The impact of steel prices on all links of the industry

Nov 14, 2025

Against the backdrop of global economic transformation and drastic changes in the raw material market, steel prices (and their raw materials such as iron ore, coking coal, and scrap steel) have experienced significant fluctuations. This article will combine the questions that searchers often care about - "Why do steel prices rise or fall?" and "How do they affect each link in the industry?" - to guide you in a systematic analysis and put forward corresponding suggestions.

I. Core Driving Factors of Steel Price Fluctuations
1. Raw material costs - The prices of iron ore, coking coal and scrap steel have a domino effect
Raw material prices are an important component of the cost structure of steel. Research indicates that fluctuations in the prices of iron ore and coking coal will directly affect the prices of steel.
For instance, the latest data shows that the price of iron ore (62 % Fe CFR China) has dropped back to about 104  US dollars per ton.
Scrap steel has also become a key raw material in regions where electric arc furnaces (EAF) are widely used. Fluctuations in scrap steel prices will also be passed on to steel prices.
Why is this impact so strong?
Steel production is highly dependent on raw materials: iron ore provides raw materials for ironmaking, coking coal (or coke) serves as fuel for blast furnace reduction, and scrap steel is an important input for the EAF path. When the prices of these raw materials rise and production costs increase, if steel mills cannot fully pass on the costs, the profits of downstream industries will be compressed.

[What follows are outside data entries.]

Issue #452, opened 2022-11-28
Dark Theme


mikelehen:
We have a dark theme (borrowed from Pablo's hackathon project), but haven't verified it works well for all components. We should go through Storybook and look for big issues and fix them.

PR #493, opened 2022-12-15
Dark theme improvements

faihegberg:
Create a story for dark theme palette.

Minor tweaks to the following components for dark theme. The goal is just to make the component more visible for now, but specific color choices can probably be determined with Josh's guidance.
- Contained button hover state
- Chip
- Indicator color on tab component
- Indicator color on toggle button
- Color for h4, h5, h6, paragraphLarge, and overline typography

Relates to https://github.com/covid-projections/act-now-packages/issues/452

### DIFF
--- a/packages/ui-components/src/stories/Palette.stories.tsx
+++ b/packages/ui-components/src/stories/Palette.stories.tsx
@@ -51,6 +51,8 @@ const ColorBox = ({ color }: { color: string }) => (
   />
 );
 
+const NON_COLOR_PROPERTIES = ["mode", "getContrastText", "augmentColor"];
+
 // Filter out the palette attributes that don't correspond to colors,
 // such as functions or numeric constants. The `mode` attribute is
 // a string to name themes (dark, light, highContrast), but not a color,
@@ -58,7 +60,7 @@ const ColorBox = ({ color }: { color: string }) => (
 function getPaletteGroups(theme: Theme) {
   const paletteGroups = (Object.keys(theme.palette) as (keyof Palette)[])
     .filter((name) => isObject(theme.palette[name]))
-    .filter((name) => name !== "mode")
+    .filter((name) => !NON_COLOR_PROPERTIES.includes(name))
     .map((name) => {
       const colorGroup = theme.palette[name] as Record<string, string>;
       const colorGroupKeys = Object.keys(colorGroup);
--- a/packages/ui-components/src/stories/Palette.stories.tsx
+++ b/packages/ui-components/src/stories/Palette.stories.tsx
@@ -1,49 +1,18 @@
 import React from "react";
-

2. Supply and Demand dynamics: Steel demand, capacity utilization rate, inventory changes
Global demand for steel is influenced by multiple industries such as infrastructure, real estate, and automotive manufacturing. Weaker demand drives down the price of steel.
On the other hand, high steel production capacity utilization or restricted supply of raw materials/steel (such as environmental protection production restrictions and geopolitical disruptions) will also push up prices.
The latest news indicates that one of the reasons for the pressure on iron ore prices is the decline in profits of Chinese steel mills, weakened demand and rising inventories.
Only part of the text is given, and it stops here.